I provide a Unicode / MinGW port of finddupe duplicate file detector and eliminator for Windows by Matthias Wandel on github.
I really like finddupe when I look for duplicate files among books or photos. It is fast and clever thanks to CRC file signatures. It can also find NTFS hard links, which is difficult otherwise. Please refer to Matthias site for full description. My favourites are
finddupe c:\MyBooks and
finddupe -listlink c:\MyBooks.
Current version 1.23 of finddupe is ASCII-only and fails on non-ASCII filenames, as is often the case with books.
If you are looking for a GUI, there is AllDup and Duplicate Commander, but frankly, a lot of clicking around. Under Linux there is
rdfind. Backup them with
rsync -H, but it has some issues.
I ported finddupe to Unicode (actually UTF-16) and MinGW as version 1.24. I used
tchar.h wrapper, so ASCII build is still possible. Then I added some more functionality (-depth, -ign) in version 1.25.
I hate this wchar_t stuff, but I really like finddupe. Why didn't Microsoft go for UTF-8? It wasn't there at that time. utf8everywhere.org makes an interesting reading.
MinGW-w64 is required for Unicode wmain as described here. I used Ruby DevKit-mingw64-32-4.7.2 from rubyinstaller.org.
I provide a Win32 binary, so you do not have to compile yourself. There is also a 64-bit build.

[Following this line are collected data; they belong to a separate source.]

Issue #5289, opened 2019-03-28
Reduce the number of connections between JITaaS client and server


mpirvu:
In the current implementation the JITaaS client establishes a new connection to the server for each compilation request. This adds unneeded overhead especially when encryption is enabled because SSL handshake is expensive.
One idea is to keep the connection open as long as the compilation thread at the client has something in the compilation queue.

harryyu1994:
Looking into this one.

harryyu1994:
One way to implement this:
`TR::CompilationInfoPerThread::processEntries()` is where each compilation thread on the client processes the compilation queue. We should open a connection here and maintain it as long as the compilation thread is in the  `while (getCompilationThreadState()==COMPTHREAD_ACTIVE)` loop. When we get out of the loop, it means there are no more work on the thread, so we close the connection.

mpirvu:
That's the idea. I believe this will require changes to the infrastructure though.

harryyu1994:
Infrastructure Changes:
Server side:
- `TR::CompilationInfoPerThreadRemote::processEntry` handles each entry/compilation on the server
- In this function, instead of recycling `entry` & deleting `entry->_stream` after the compilation, we should keep the same `entry->_stream` and put `entry` right back in the queue.
Client Side:
- Maintain only 1 connection per compilation thread.

Then when server fails to read from `entry->_stream` in `TR::CompilationInfoPerThreadRemote::processEntry` it means that the connection is gone and that's when we clean up `entry` & `entry->_stream`

harryyu1994:
@mpirvu So after fixing a couple of corner cases, now this "simple" approach can run `-XX:JITaaSClient -version` without any issues. Will perform further testing tomorrow but it seems like it's working. No infrastructure changes required.

mpirvu:
Great! I am eager to know the testing results

harryyu1994:
28% improvement in cpu time for SSL.

PR #5329, opened 2019-04-02
Reduce connections from per comp to per compthread

harryyu1994:
- Currently JITaaS client establishes a new connection to JITaaS server for every compilation. This change reduces the connections to one per compilation thread. This change reduces the number of SSL/TCP handshakes.
- Added two environment variables TR_EnableJITaaSPerCompConn and TR_PrintJITaaSConnStats. When TR_EnableJITaaSPerCompConn is set, we are reverting back to the old way where each client compilation establishes a new connection. When TR_PrintJITaaSConnStats is set, JITaaS connections stats (the number of connections opened and closed on both the server and client) will be printed out.
- Renamed `addRemoteMethodToBeCompiled` to `addOutOfProcessMethodToBeCompiled` as this is a server routine. We use the term `remote` for client routines and `outOfProcess` for server routines.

c:\> finddupe -h finddupe v1.25 compiled May 11 2017 Usage: finddupe [options] [-ref] <filepat> [filepat]... Options: -bat <file.bat> Create batch file with commands to do the hard linking. run batch file afterwards to do it -hardlink Create hardlinks. Works on NTFS file systems only. Use with caution! -del Delete duplicate files -v Verbose -sigs Show signatures calculated based on first 32k for each file -rdonly Apply to readonly files also (as opposed to skipping them) -ref <filepat> Following file pattern are files that are for reference, NOT to be eliminated, only used to check duplicates against -z Do not skip zero length files (zero length files are ignored by default) -u Do not print a warning for files that cannot be read -p Hide progress indicator (useful when redirecting to a file) -j Follow NTFS junctions and reparse points (off by default) -listlink hardlink list mode. Not valid with -del, -bat, -hardlink, or -rdonly, options -ign <substr> Ignore file pattern, like .git, .svn or .bak (can be repeated) -depth <num> Maximum recursion depth, default 0 = infinite <filepat> Pattern for files. Examples: c:\** Match everything on drive C c:\**\*.jpg Match only .jpg files on drive C **\foo\** Match any path with component foo from current directory down
Photo upload from a digital camera
Your shiny and new digital camera connects to your home server via WiFi. Every time you do an upload, all of those mega-pixel photos appear in your incoming folder again. You want to see only new files, so you do
finddupe -del -ref pictures_dir incoming_dir
to get rid of incoming duplicates. The existing pictures in
pictures_dir will be taken as reference only, the duplicates in
incoming_dir will be removed.
Even if your home server is Linux, this should work too, even if a bit slower:
finddupe -ref \\server\public\Foto\2017 \\server\incoming (TODO UNC paths do not work yet).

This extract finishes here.